* [YOUR GOAL]:
Only the lines from the start of the entries up to and including the line with "I am working" should be written out, exactly as they stand.
*** ENTRIES SHOWN Section Begins ***
Issue #146, opened 2024-08-08
Porting uid/gid mapping ID conversion logic from idtools


henry118:
I am working on a feature in containerd to support multiple uid/gid mappings https://github.com/containerd/containerd/pull/10307. 

My current implementation of the [ID conversion logic](https://github.com/containerd/containerd/pull/10307/files#diff-e6f16a611e7db5ba3ba07ade868a2594d5ca3323f45c661aca8b1a4f929f8151) is based on the [idtools](https://github.com/moby/moby/blob/master/pkg/idtools/idtools.go) code in Moby.

Since the `moby/sys` package also contains code for ID mapping, such as parsing `/etc/{subuid,subuid}` and the [IDMap type](https://github.com/moby/sys/blob/main/user/user.go#L53-L57), would it be nice to also include the logic for ID conversions (ie. `ToHost()`/`ToContainer()` funcs)? This way containerd can have much cleaner implementation.

WDYT?

PR #182, opened 2025-01-10
Merge functionality from `github.com/moby/moby/pkg/idtools` into `user`

dmcgowan:
Merges the idtools package functionality from github.com/moby/moby/pkg/idtools into the user package. The package was previously trimmed down and is simplified further to better fit `moby/sys`.

Now the package interface will just expand with:
- `MkdirAllAndChown` with  `WithOnlyNew` as a `MkdirOpt`
- `MkdirAndChown` also supporting the opts
- `IdentityMapping` its functions `RootPair`, `ToHost`, `ToContainer`, `Empty`

Note the `Identity` type is gone since `SID` was not used in the package or by any of the functions. It is more common to just pass along the uid and gid.

### DIFF
--- a/user/idtools_unix_test.go
+++ b/user/idtools_unix_test.go
@@ -1,17 +1,15 @@
 //go:build !windows
 
-package idtools
+package user
 
 import (
+	"errors"
 	"fmt"
 	"os"
 	"path/filepath"
 	"testing"
 
 	"golang.org/x/sys/unix"
-	"gotest.tools/v3/assert"
-	is "gotest.tools/v3/assert/cmp"
-	"gotest.tools/v3/skip"
 )
 
 type node struct {
@@ -20,12 +18,8 @@ type node struct {
 }
 
 func TestMkdirAllAndChown(t *testing.T) {
-	RequiresRoot(t)
-	dirName, err := os.MkdirTemp("", "mkdirall")
-	if err != nil {
-		t.Fatalf("Couldn't create temp dir: %v", err)
-	}
-	defer os.RemoveAll(dirName)
+	requiresRoot(t)
+	dirName := t.TempDir()
 
 	testTree := map[string]node{
 		"usr":              {0, 0},
@@ -40,7 +34,7 @@ func TestMkdirAllAndChown(t *testing.T) {
 	}
 
 	// test adding a directory to a pre-existing dir; only the new dir is owned by the uid/gid
-	if err := MkdirAllAndChown(filepath.Join(dirName, "usr", "share"), 0o755, Identity{UID: 99, GID: 99}); err != nil {
+	if err := MkdirAllAndChown(filepath.Join(dirName, "usr", "share"), 0o755, 99, 99); err != nil {
 		t.Fatal(err)
 	}
 	testTree["usr/share"] = node{99, 99}
@@ -48,12 +42,10 @@ func TestMkdirAllAndChown(t *testing.T) {
 	if err != nil {
 		t.Fatal(err)
 	}
-	if err := compareTrees(testTree, verifyTree); err != nil {
-		t.Fatal(err)
-	}
+	compareTrees(t, testTree, verifyTree)
 
 	// test 2-deep new directories--both should be owned by the uid/gid pair
-	if err := MkdirAllAndChown(filepath.Join(dirName, "lib", "some", "other"), 0o755, Identity{UID: 101, GID: 101}); err != nil {
+	if err := MkdirAllAndChown(filepath.Join(dirName, "lib", "some", "other"), 0o755, 101, 101); err != nil {
 		t.Fatal(err)
 	}
 	testTree["lib/some"] = node{101, 101}
@@ -62,12 +54,10 @@ func TestMkdirAllAndChown(t *testing.T) {
 	if err != nil {
 		t.Fatal(err)
 	}
-	if err := compareTrees(testTree, verifyTree); err != nil {
-		t.Fatal(err)
-	}
+	compareTrees(t, testTree, verifyTree)
 
 	// test a directory that already exists; should be chowned, but nothing else
-	if err := MkdirAllAndChown(filepath.Join(dirName, "usr"), 0o755, Identity{UID: 102, GID: 102}); err != nil {
+	if err := MkdirAllAndChown(filepath.Join(dirName, "usr"), 0o755, 102, 102); err != nil {
 		t.Fatal(err)
 	}
 	testTree["usr"] = node{102, 102}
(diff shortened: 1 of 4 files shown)


austinvazquez:
Resolves https://github.com/moby/sys/issues/146?

user/idtools_unix_test.go
```diff
@@ -0,0 +1,411 @@
...
+	gid int
+}
+
+func TestMkdirAllAndChown(t *testing.T) {
+	RequiresRoot(t)
+	dirName, err := os.MkdirTemp("", "mkdirall")
+	if err != nil {
+		t.Fatalf("Couldn't create temp dir: %v", err)
+	}
+	defer os.RemoveAll(dirName)
```
kolyshkin, line 26: nit: use `t.TempDir`

user/idtools_unix_test.go
```diff
@@ -0,0 +1,411 @@
...
+	compareTrees(t, testTree, verifyTree)
+}
+
+func TestMkdirAllAndChownNew(t *testing.T) {
+	RequiresRoot(t)
+	dirName, err := os.MkdirTemp("", "mkdirnew")
+	if err != nil {
+		t.Fatal(err)
+	}
+	defer os.RemoveAll(dirName)
```
kolyshkin, line 81: ditto (use `t.TempDir`)

user/idtools_unix_test.go
```diff
@@ -0,0 +1,411 @@
...
+			}
+
+			if err := MkdirAllAndChown(tc.in, 0o755, expectedUIDGID, expectedUIDGID, WithOnlyNew); err != nil {
+				t.Fatal(err)
+			}
+
+			for _, p := range tc.out {
+				s := &unix.Stat_t{}
+				if err := unix.Stat(p, s); err != nil {
+					t.Error(err)
```
kolyshkin, line 199: nit: unix errors are bare, so maybe `t.Errorf("stat %v: %v", p, err)`

(not really important here since this is a test)

user/idtools_unix_test.go
```diff
@@ -0,0 +1,411 @@
...
+	}
+}
+
+func TestMkdirAndChown(t *testing.T) {
+	RequiresRoot(t)
+	dirName, err := os.MkdirTemp("", "mkdir")
+	if err != nil {
+		t.Fatalf("Couldn't create temp dir: %v", err)
+	}
+	defer os.RemoveAll(dirName)
```
kolyshkin, line 237: ditto (use `t.TempDir`)

user/idtools_unix_test.go
```diff
@@ -0,0 +1,411 @@
...
+	testTree["usr"] = node{99, 99}
+	verifyTree, err := readTree(dirName, "")
+	if err != nil {
+		t.Fatal(err)
+	}
+	compareTrees(t, testTree, verifyTree)
+
+	// create a subdir under a dir which doesn't exist--should fail
+	if err := MkdirAndChown(filepath.Join(dirName, "usr", "bin", "subdir"), 0o755, 102, 102); err == nil {
+		t.Fatalf("Trying to create a directory with Mkdir where the parent doesn't exist should have failed")
```
kolyshkin, line 259: nit: `t.Fatal`

user/idtools_unix_test.go
```diff
@@ -0,0 +1,411 @@
...
+}
+
+func buildTree(base string, tree map[string]node) error {
+	for path, node := range tree {
+		fullPath := filepath.Join(base, path)
+		if err := os.MkdirAll(fullPath, 0o755); err != nil {
+			return fmt.Errorf("couldn't create path: %s; error: %w", fullPath, err)
+		}
+		if err := os.Chown(fullPath, node.uid, node.gid); err != nil {
+			return fmt.Errorf("couldn't chown path: %s; error: %w", fullPath, err)
```
kolyshkin, line 281: nit: no need to wrap `os` errors as they already have context (path and operation).

user/idtools_unix_test.go
```diff
@@ -0,0 +1,411 @@
...
+		t.Fatal(err)
+	}
+	compareTrees(t, testTree, verifyTree)
+}
+
+func buildTree(base string, tree map[string]node) error {
+	for path, node := range tree {
+		fullPath := filepath.Join(base, path)
+		if err := os.MkdirAll(fullPath, 0o755); err != nil {
+			return fmt.Errorf("couldn't create path: %s; error: %w", fullPath, err)
```
kolyshkin, line 278: it: no need to wrap os errors as they already have context (path and operation).

user/idtools_unix_test.go
```diff
@@ -0,0 +1,411 @@
...
+	}
+	return nil
+}
+
+func readTree(base, root string) (map[string]node, error) {
+	tree := make(map[string]node)
+
+	dirInfos, err := os.ReadDir(base)
+	if err != nil {
+		return nil, fmt.Errorf("couldn't read directory entries for %q: %w", base, err)
```
kolyshkin, line 292: ditto (no need to wrap `os` errors)

user/idtools_unix_test.go
```diff
@@ -0,0 +1,411 @@
...
+
+// TestMkdirIsNotDir checks that mkdirAs() function (used by MkdirAll...)
+// returns a correct error in case a directory which it is about to create
+// already exists but is a file (rather than a directory).
+func TestMkdirIsNotDir(t *testing.T) {
+	file, err := os.CreateTemp("", t.Name())
+	if err != nil {
+		t.Fatalf("Couldn't create temp dir: %v", err)
+	}
+	defer os.Remove(file.Name())
```
kolyshkin, line 399: ditto (use `t.TempDir`)

user/idtools_unix_test.go
```diff
@@ -0,0 +1,411 @@
...
+
+	err = mkdirAs(file.Name(), 0o755, 0, 0, false, false)
+	if expected := "mkdir " + file.Name() + ": not a directory"; err.Error() != expected {
+		t.Fatalf("expected error: %v, got: %v", expected, err)
+	}
+}
+
+func RequiresRoot(t *testing.T) {
```
kolyshkin, line 407: nit: this should not be a public function.

kolyshkin (commented):
Left some nits (can be addressed as a followup).

My biggest question though is why not place it into a separate `moby/sys/idtools` package?

tianon:
This new code is unrelated to the existing `user` code, right? Can we please use a different package for it?

tianon:
See also https://github.com/moby/sys/pull/145

tianon:
I guess with no new deps it is a bit of a different case 🤔👍

dmcgowan:
> This new code is unrelated to the existing user code, right? Can we please use a different package for it?

Well that is what is up for discussion. I think it makes sense for this logic to go along with the `IDMap` type, however, it is arguable that the ID map logic itself doesn't fit next to the uid lookup and goes better with userns stuff or elsewhere.

thaJeztah (approved):
LGTM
*** ENTRIES SHOWN Section Ends ***
* [WRITTEN REPLY]:
Issue #146, opened 2024-08-08
Porting uid/gid mapping ID conversion logic from idtools


henry118:
I am working on a feature in containerd to support multiple uid/gid mappings https://github.com/containerd/containerd/pull/10307. 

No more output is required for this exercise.